A Francisco le gustaba aquel tipo. Detrás de la imagen estirada aparecía un pícaro, un frívolo con la vida resuelta por la herencia que sus padres le dejarían, y que poco importaba que ejerciera o no de médico. Pero, también, simpático y amable aunque acabaran de conocerse, aunque pertenecieran a mundos distintos. Como podría comprobar con el tiempo, esa actitud solo era la interpretación de un personaje, una pose. Salvador era un estudiante excepcional, vivo y despierto, que con los años sería uno de los grandes médicos de la ciudad de Valencia. Su actitud era el muro que había construido para que el enfado y disgusto de su padre no le afectara.

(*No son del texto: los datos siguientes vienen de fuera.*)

Issue #1637, opened 2023-02-03
Improved event syscall API


Stebalien:
Currently, events are emitted as CBOR objects. Unfortunately, this makes it hard to accurately charge gas for parsing.

**Proposal:**

Emit three buffers:

- `entries`: An array of `[(flags: u64, codec: u64, key_len: u32, value_len: u32), ...]`  (packed). I.e., 24 bytes per event.
- `keys`: A buffer of all keys, concatenated.
- `values`: A buffer of all values, concatenated.

The FVM will:

1. Compute the number of entries as `entries.len() / 24` (or return an error if not a multiple of 24).
2. Charge gas based on the number of entries, the length of `keys`, and the length of `values`.
3. Reconstruct the events from these parameters.

Importantly, this means the FVM can accurately charge gas before parsing anything.

aashidham:
Does this have any product implications with the emission of events? What about event listeners? 

Will this generally make sending events to the event log more or less expensive?

Stebalien:
This won't have any user-facing implications.

This issue is purely security/performance related. Although it may make emitting events less expensive as it may be less expensive to validate them? But that's unclear.

PR #1807, opened 2023-07-05
[WIP] feat: Improved event syscall API 

fridrik01:
Fixes: https://github.com/filecoin-project/ref-fvm/issues/1637

## Context 
TODO

## Test plan
TODO


fvm/src/kernel/default.rs
```diff
@@ -1006,41 +1007,102 @@ impl<C> EventOps for DefaultKernel<C>
...
+                Some(f) => f,
+                None => return Err(syscall_error!(IllegalArgument, "invalid flag").into()),
             };
-            t.stop();
-            res
-        }?;
-        validate_actor_event(&actor_evt)?;
+            let key_len = BigEndian::read_u32(&view[8..12]);
+            let codec = BigEndian::read_u64(&view[12..20]);
+            let val_len = BigEndian::read_u32(&view[20..24]);
```
Stebalien, line 1059: Given that we use little-endian for return values, we should likely do the same here. I.e., we can literally transmute the input array into an array of packed structs.

Stebalien:
```rust

// define this in shared
#[repr(C, packed)]
struct EventMeta {
    flags: Flags, // repr ut64
    codec: u64, // order matters for packing.
    key_len: u32,
    value_len: u32,
} 
```

Although... we'll likely need to transmute one-by-one and copy as the input slice _may_ not be aligned.

Stebalien: This is less critical on the FVM side, but it'll save time and avoid swapping around bytes in wasm.

fvm/src/kernel/default.rs
```diff
@@ -1006,41 +1007,102 @@ impl<C> EventOps for DefaultKernel<C>
...
-                Err(e) => {
-                    log::error!("panic when decoding event cbor from actor: {:?}", e);
-                    Err(syscall_error!(IllegalArgument; "panic when decoding event cbor from actor").into())
-                }
+        let total_buf_len = raw_evt.len() + raw_key.len() + raw_val.len();
+
+        let _t = self.call_manager.charge_gas(
+            self.call_manager
+                .price_list()
+                .on_actor_event_validate(total_buf_len),
```
Stebalien, line 1030: we'll likely need to revisit the costs here, but we can do that in a followup PR.

fvm/src/kernel/default.rs
Stebalien: Note: `Flags` will have to be decorated with `#[repr(transparent)]` for this to work.

fvm/src/kernel/default.rs
```diff
@@ -1006,41 +1006,99 @@ impl<C> EventOps for DefaultKernel<C>
...
+                );
+            }
+
+            // parse the variable sized fields from the raw_key/raw_val buffers
+            //
+            let key = match std::str::from_utf8(
+                &raw_key[key_offset..key_offset + entry_fixed.key_len as usize],
+            ) {
+                Ok(s) => s,
+                Err(_) => return Err(syscall_error!(IllegalArgument, "event key").into()),
```
Stebalien, line 1077:
```suggestion
                Err(e) => return Err(syscall_error!(IllegalArgument, "invalid event key: {}", e).into()),
```

(or something like that)

sdk/src/event.rs
```diff
@@ -1,12 +1,56 @@
...
+    let mut v = vec![0u8; evt.entries.len() * BYTES_PER_ENTRY];
+    for i in 0..evt.entries.len() {
+        let e = &evt.entries[i];
+        let offset = i * BYTES_PER_ENTRY;
+
+        let view = &mut v[offset..offset + BYTES_PER_ENTRY];
+        LittleEndian::write_u64(&mut view[..8], e.flags.bits());
+        LittleEndian::write_u64(&mut view[8..16], e.codec);
+        LittleEndian::write_u32(&mut view[16..20], e.key.len() as u32);
+        LittleEndian::write_u32(&mut view[20..24], e.value.len() as u32);
```
Stebalien, line 24: We should be able to use transmutes here as well. As a matter of fact, we should be able to just:

1. Make an array of `EntryFixed`.
2. Transmute by-reference.

....

Actually, we _should_ be able to just take `*mut EventFixed` (pointer to an _array_) in the syscall ABI itself and let rust do the transmute for us. Welcome to C!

—Yo me quedo aquí —dijo Salvador ante el jardincillo de una casa palaciega de tres plantas, pasadas las Torres de Quart —ven mañana a la facultad y hablaremos.

—¿De qué quieres hablar? —preguntó Francisco.

—¿Quieres ganarte unas pesetas?

—Siempre. Y siempre que sea legal, no quiero líos.

—Necesito a alguien listo, como tú. Todo legal… recuerda que casi soy abogado.